Las incomodidades generadas por la crisis y el paro, así como el descontento de mucha gente ante el funcionamiento de un capitalismo deshumanizado, pueden facilitar el interés de determinados grupos de individuos por un planteamiento de vida diferente. No debería desaprovecharse esta ocasión para fomentar estilos de vida más sencillos, menos consumistas y más respetuosos con el planeta, tanto entre aquellas personas que lo sienten como una necesidad como entre las que lo defienden por convicción.
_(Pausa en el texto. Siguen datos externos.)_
Issue #465, opened 2015-08-03
schema/types: volume doesn't allow source paths with special URL characters


iaguis:
We parse volume parameters with [`url.ParseQuery`](https://github.com/appc/spec/blob/0d1edc37553152577a56f256279992200f142b48/schema/types/volume.go#L101). This means that if the `source` field includes special URL characters they would be interpreted (e.g. `+` is converted to a space) making impossible to use those directories.

jonboulle:
Good catch, do you want to take a look at this? I suppose we need our own simpler impl of ParseQuery?

PR #514, opened 2015-10-01
discovery: URL-encode label values

krnowak:
Appc label values can be arbitrary strings, so they might need to be
escaped to become a valid URL label.

The problem arose when the "version" label has a value like
"0.8.1+git734734", where the "+" is a reserved char as noted in RFC
3986, section 2.2.


jonboulle:
related: #465

jonboulle:
@krnowak can you add a test please?

krnowak:
Added the tests, fixed some more bugs and added yet more tests.

jonboulle:
@sgotti what do you think of this?

jonboulle:
LGTM

PR #520, opened 2015-10-06
schema/types: escape values when parsing

### LINKED ISSUE #465: schema/types: volume doesn't allow source paths with special URL characters

iaguis:
To allow values with URL special characters like "+" or "&".

Fixes #465 

cc @krnowak

### DIFF
--- a/discovery/parse.go
+++ b/discovery/parse.go
@@ -19,6 +19,7 @@ import (
 	"net/url"
 	"strings"
 
+	"github.com/appc/spec/schema/common"
 	"github.com/appc/spec/schema/types"
 )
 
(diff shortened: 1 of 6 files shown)


krnowak:
LFAD.

iaguis:
Ping?

jonboulle:
Sorry, this fell through the cracks. 
@iaguis please add a test table, then lgtm...

iaguis:
Added a test and fixed the examples in the function documentation to match the actual behavior :sweat_smile:

jonboulle:
:+1: thank you sir

PR #521, opened 2015-10-06
spec: relax the requirement of metadata service

eyakubovich:
Metadata service requires running a daemon which might
be burdensome for some implementations and use cases.


jonboulle:
LGTM, we intended to make this change a long time ago but I suppose it slipped through the cracks.

PR #523, opened 2015-10-08
schema: fix field names in errors

### LINKED ISSUE #493: error messages when asserting valid fields should reference actual json field names
When an app manifest doesn't have a user field the error message complains with 

    User is required

But the name of the json field isn't `User`, it's `user`.  That makes this error message confusing.  There are a few of this checks that are misleading like this.  See https://github.com/appc/spec/blob/785b1ee5/schema/types/app.go#L69-L76

jonboulle:
Fixes #493

### DIFF
--- a/schema/types/app.go
+++ b/schema/types/app.go
@@ -67,13 +67,13 @@ func (a *App) assertValid() error {
 		return err
 	}
 	if a.User == "" {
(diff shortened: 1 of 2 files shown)


iaguis:
LGTM

Issue #144, opened 2015-01-24
SPEC: volumes as single files


philips:
An example would be providing a volume that only has resolv.conf. The use case would be a volume for an automatically generated `resolv.conf`file. Then you could simply add a mountPoint stanza that says: `{source: magic-resolv-conf, destination: /etc/resolv.conf}`.

You could imagine the volume would look something like:
```
name: magic-resolv-conf
kind: host
source: /run/magic/resolv.conf
readOnly: true
```

It would be an interesting solution to the problem. Thoughts?

/cc @eyakubovich

cdaylward:
There are usually a half-dozen or so of these that usually get pulled into a container, resolve.conf, timezone, locale, etc (common when using a single authoritative image in disparate datacenter environments). Being able to bring in a single file is very useful.

Half-baked: It might also be worth considering a mechanism for "copy from host". A container's rootfs gets a copy of the file at the end of rootfs set up but before container instantiation. This would allow fine-grain control over what host state bleeds into a container and mitigate needing to produce new ACIs where simple container recycling would be preferable.

philips:
I was thinking about this today; perhaps we define some well-known OS volumes in the OS-SPEC. For example appc.io/linux/etc/resolv.confor something would provide a mountpoint for an appropriate resolv.conf and appc.io/linux/etc/hosts would provide an appropriate etc hosts file?

jonboulle:
question posed elsewhere: If we make this a read-only bind mount, how would we support runtime changes (e.g. if someone needs to modify /etc/hosts and /etc/resolv.conf while the pod is running)?

krobertson:
Single file volume mounts are likely useful outside of providing things like resolv.conf. I agree with @philips about an OS-SPEC specifying some defaults. It can make more sense to provide sane defaults for things like DNS and being able to resolve "localhost"... container authors might not think of these things up front, but I've seen apps bomb if they can't resolve localhost or its hostname.

The container's own hostname raises a concern on `/etc/hosts` though. We normally give containers a hostname, many frameworks need to be able to resolve their hostname, so we force writing a `/etc/hosts` per container. A volume mount wouldn't work well in those cases.

thockin:
I think we should not be afraid to be a bit opinionated here.  I flagged this on my readthrough.  OS-SPEC says nothing about /etc/hostname, /etc/hosts, /etc/mtab, or /etc/resolv.conf.  These are pretty important parts of most Linux systems, and hard to do some very fundamental things without.

[...]

PR #524, opened 2015-10-08
os-spec: ACE SHOULD provide /etc/hosts on Linux

jonboulle:
Partially addresses concerns raised in #144


jonboulle:
For example, as implemented in rkt in coreos/rkt#1541

philips:
LGTM

PR #528, opened 2015-10-12
discovery: add per-host HTTP headers to discovery functions

iaguis:
The discovery library doesn't have support for passing auth credentials so it will fail in servers that have authentication enabled.

This PR modifies the discovery functions to accept a map with per-host headers. If the host in the discovery URL is specified in this parameter, the corresponding headers will be applied when doing the discovery.

As an alternative, we could change the parameter to be just a header and leave converting the app to a hostname and selecting the right header to the library caller.

This is not ready for review/merge, I just want to get some feedback on the general idea.

Related: https://github.com/coreos/rkt/issues/1516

Es evidente que un planteamiento de este tipo supone un cambio profundo y complejo, con muchos interrogantes por resolver. Pero desde una perspectiva integral se hace necesario iniciar el avance hacia un modelo más respetuoso, tanto en lo personal como en lo comunitario. El camino es largo, pero inevitable desde el punto de vista de la honestidad hacia las generaciones futuras. Por tanto, hay que empezar a caminar en una nueva dirección y asumir que iremos aprendiendo durante la travesía hacia un nuevo estilo de vida, respetuoso con uno mismo, con los demás y con el hogar que todos habitamos.

Es hora de que el crecimiento económico no sea el principal factor a tener en cuenta y deje paso a otros ámbitos más respetuosos con el planeta y con el bienestar individual y colectivo, presente y futuro.

“La dificultad no es tanto concebir nuevas ideas como saber librarse de las antiguas” (J.M. Keynes)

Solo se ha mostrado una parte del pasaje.